ACTIVITY → Write down exactly the lines from the one with "ok := it.(*RecursiveSentinel);" to the end of the data, first and last included, and no others.

DATA FOR THIS EXERCISE →
PR #2639, opened 2025-10-22
feat: support nested recursive iterators

barakmich:
Stacked on top of #2621

## Description

Fixes the last consistency test that still fails. `walkbackandforth.yaml` is a useful, deeply nested, mutually recursive test. By tagging both ends of the recursive iterator with the name of the recursive rule we're expanding, we can correctly deepen each recursive rule independently.

## Testing

This brings our consistency test suite up to 69/69 passing Check tests. We have reached feature parity!

### DIFF
--- a/pkg/query/build_tree_test.go
+++ b/pkg/query/build_tree_test.go
@@ -936,15 +936,23 @@ func TestBuildTreeMutualRecursionSentinelFiltering(t *testing.T) {
 		}
 		walk(it)
 
-		// We should have at least one RecursiveIterator
-		require.NotEmpty(recursiveIterators, "should find at least one RecursiveIterator")
+		for _, recursiveIterator := range recursiveIterators {
+			require.NotEmpty(recursiveIterator.definitionName)
+			require.NotEmpty(recursiveIterator.relationName)
 
-		// Verify each RecursiveIterator has matching definition/relation names
-		for _, rec := range recursiveIterators {
-			// Each sentinel in this RecursiveIterator should match its definition/relation
-			// or be from a different schema (which is fine - they'll be left alone)
-			require.NotEmpty(rec.definitionName, "RecursiveIterator should have definitionName set")
-			require.NotEmpty(rec.relationName, "RecursiveIterator should have relationName set")
+			var recursiveSentinels []*RecursiveSentinel
+			_, _ = Walk(recursiveIterator.templateTree, func(it Iterator) (Iterator, error) {
+				if sentinel, ok := it.(*RecursiveSentinel); ok {
+					recursiveSentinels = append(recursiveSentinels, sentinel)
+				}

RESULT FOR THIS TASK →
+				if sentinel, ok := it.(*RecursiveSentinel); ok {
+					recursiveSentinels = append(recursiveSentinels, sentinel)
+				}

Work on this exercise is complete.